ジェロニモス修道院の建設は、その5年後の1501年に開始されました。1499年には、ヴァスコ・ダ・ガマがインド航路からポルトガル帰港しており、彼のもたらした香辛料による利益が修道院の建設費用にあてこまれました。その額は、アフリカ・アジア交易からの収入の5%が毎年費やされたといいます。修道院は石灰岩を使用して建設され、約100年の月日を経て完成しました。ジェロニモス修道院は、ルネサンスとゴシックとが調和したマヌエル様式の「宝石」と呼ばれています。

マヌエル1世は、聖ジェロニモス修道士を修道院の管理責任者とし、航海に旅立つ者の魂の慰め役を命じました。これが、「ジェロニモス修道院」と呼ばれる由来です。

ジェロニモスとは何か?

ジェロニモスとは、「聖ジェロニモ」の複数形です。聖ジェロニモの日本語名は、「ヒエロニムス」です。辞書で調べる場合には、ヒエロニムスで調べることになります。ヒエロニムスは、347~420年に活躍したラテン教会四博士の一人で、最大の業績は20年間を費やして作成した聖書のラテン語訳「ウルガダ」の上梓でした。ダルマチア出身(現在のクロアチア南部)で、ベツレヘムで聖書研究を行いました。

リスボン大地震

1755年に起こったリスボン大地震により、リスボンの古い建物は根こそぎ倒壊してしまいました。マヌエル1世が築いた王宮は、この大地震で倒壊して失われています。しかし、中心部から少し離れた場所にあるジェロニモス修道院に関しては大きな被害を免れました。

ヒエロニムス会の解散と世界遺産登録

ヒエロニムス修道会士は、1833年に会が解散するまでの約4世紀にわたってこの修道院に住み続けました。修道会の解散後は、孤児や乞食の更生施設運営機関の管理するところとなり、この期間に貴重な装飾品の多くが失われました。
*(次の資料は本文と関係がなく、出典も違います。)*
Issue #451, opened 2020-06-08
AxesChanged - MatchAxis feature has shots and lags


robokamran:
I synchronize 2 or more FormsPlots using AxesChanged and MatchAxis. When I zoom or pan, there is a noticeable shot/lag in synchronization. It is also detectable in the demos. This has happened since the version 4.0.20 (version 4.0.19 is OK). Consider the following code which synchronizes 4 "FormsPlot"s, in previous versions it was perfect for synchronizing 4 FormsPlots each include a 10000 points Signal. But now it has shot/lag. (currently I have to use V4.0.19)

```cs
private void FormsPlot_AxesChanged(object sender, EventArgs e)
{
    foreach (var plot in PlotList)
    {
        plot.plt.MatchAxis((sender as FormsPlot).plt, vertical: false);
        plot.Render();
    }
}
```

StendProg:
Hi @robokamran,
I fixed lagging in #452 
 if you don't want wait for new release, you can grab changes manualy (its only few lines of code).
If you need additional performance, you can render linked plot in low quality
`Render(true, lowQuality:true, processEvents:true)`

swharden:
Hey @robokamran, thanks for reporting this! @StendProg, thank you for your rapid identification of the issue, and your helpful PR (#452). I'll take a closer look and release an updated NuGet package tonight 👍

robokamran:
I have just noticed a key point and somehow my mistake!
In V4.0.19, the axis change update happened on the "right click up" event after the zoom/pan on the original plot is completed. In newer version the synchronization happens in real-time. I write log programs for hardware interfaces and the former type of functionality was so good and applicational that all our guys (the users) didn't care about the real-time synchronization! Their focus was on the original plot, since we have up to 16 plots at the same time with more than 20K points and we need time synchronization for all of them when we zoom in time. Could this sync type be optional? Because the "not real-time" type is very clear, robust, applicational and render OK.

robokamran:
It seems that it does the trick! :sunglasses:
Thanks a lot @swharden :wink: 🙏🏻

PR #452, opened 2020-06-08
Fix lag on linked axes.

StendProg:
**Purpose:**
Fix linked axes lagging. #451 
The reasone is full `Render()` loop in second `formsPlot` on each mouse move.
This PR add `skipIfCurrentRendered = true` to demo,
Add extra param to `Render(bool processEvents)`. This param allow to make `Application.DoEvents()` in `Render()` for not interactive formsPlot (no mouse pan on zoom).

`Resize()` in `MatchAxis()` was commented. I have no idea why it was implemented in this method, But it create new bitmaps for all layers on each `MatchAxis()` call.

//TODO
Demo contain not optimal render call in `formsPlot2.AxisChanged()`.
This is for demonstration benefits of this PR. It must be changed to optimal before merge.

**New functionality (code):**
Extra parameter in `Render()` to process events in not interacted `formsPlot`.
Combined with `skipIfCurrentlyRendered=true` this allow multiple Render calls without lagging for not interactive `formsPlots`. This param may be usefull not only for linked axes plots.
```cs
formsPlot.Render(true, true, processEvents: true)
```

Linked Axes demo demonstrates this PR.
Interactions on upper `formsPlot1` contain this PR changes.
Interactions on lower  `formsPlot2` use old implementation.

### DIFF
--- a/dev/changelog.md
+++ b/dev/changelog.md
@@ -1,5 +1,8 @@
 # ScottPlot Changelog
 
+## ScottPlot 4.0.37
+* Added `processEvents` argument to `formsPlot2.Render()` to provide a performance enhancement when linking axes of two `FormsPlot` controls together (by calling `Plot.MatchAxis()` from the control's `AxesChanged` event, as seen in the _Linked Axes_ demo application) (#451, #452) _Thanks @StendProg and @robokamran_
+
 ## ScottPlot 4.0.36
 * `PlotScatterHighlight()` was created as a type of scatter plot designed specifically for applications where "show value on hover" functionality is desired. Examples are both in the cookbook and WinForms and WPF demo applications. (#415, #414) _Thanks @Benny121221 and @StendProg_
 * `PlotRadar()` is a new plot type for creating Radar plots (also called spider plots or star plots). See cookbook and demo application for examples. (#428, #430) _Thanks @Benny121221_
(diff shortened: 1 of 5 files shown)


StendProg:
It looks like `Azure` dislike imports ordering in whole project. I think it's bad idea fix it in this PR.

swharden:
> It looks like Azure dislike imports ordering in whole project.

This is surprising! It looks like the command `dotnet format` now sorts `using` statements, but it previously did not do this 🤔

It looks like I fixed it: I ran `dotnet format` on the master branch, then re-ran the Azure Pipelines job on this PR. All green! 👍 

Note to self: setting up the auto-formatter is discussed in #425:
```
dotnet format
```

swharden:
### Application.DoEvents

I like your `processEvents` argument. I'm not happy with this system as a long-term solution, but this argument is an excellent immediate improvement! Thank you for this PR - it may have taken me a long time to figure this one out.


### Resize() in MatchAxis()

The purpose is to match the _layout_ (padding and tick density), not just axis limits. A changed layout means new bitmaps, so this is necessary when the source layout changes. This is what it looks when you zoom out really far on the top graph while leaving `Resize()` commented-out:

image

A better solution is probably for me to create a new event "LayoutChanged" (not just "AxisChanged") and only call `Resize()` when the layout changes. I'll do something like this.

### Big Picture

ScottPlot has evolved so much over the last year that its architecture drifted from what the original user controls had in mind when they were designed. This is a topic for another discussion, but my point is there is much room for improvement by refactoring how ScottPlot handles bitmaps (e.g., they should not be stored or resized, IDisposable objects should be better respected, and using separate Bitmaps for the frame vs. data is a bad idea). I plan to improve these things incrementally, but hopefully there will be more time when active issues/PRs slow down again.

1898年には、ヴァスコ・ダ・ガマのインド航路発見400年を記念して、修道院の修築がすすめられ、礼拝堂にはヴァスコ・ダ・ガマと詩人ルイス・デ・カモンイスの墓が設置されました。1983年には、ジェロニモス修道院がユネスコの世界遺産に登録されました。

石灰岩で作られた見事なファサード

写真だと素晴らしさが伝わらないのですが、肉眼で見ると思わず息をのむ程の美しさです。

サンタマリア教会

ヴァスコ・ダ・ガマの棺

まとめ

ジェロニモス修道院は、もともと大航海時代にポルトガル船が出港する港だった場所で、港のほとりに建てられた教会が起源です。その後、ポルトガルの最盛期の王、マヌエル1世がヴァスコ・ダ・ガマのインド航路発見によりもたらされた富を惜しげもなく投資して作られたのが、ジェロニモス修道院でした。リスボンに行く機会があれば、是非ジェロニモス修道院に足を運んで、ポルトガルの最盛期の栄華を感じてみてください。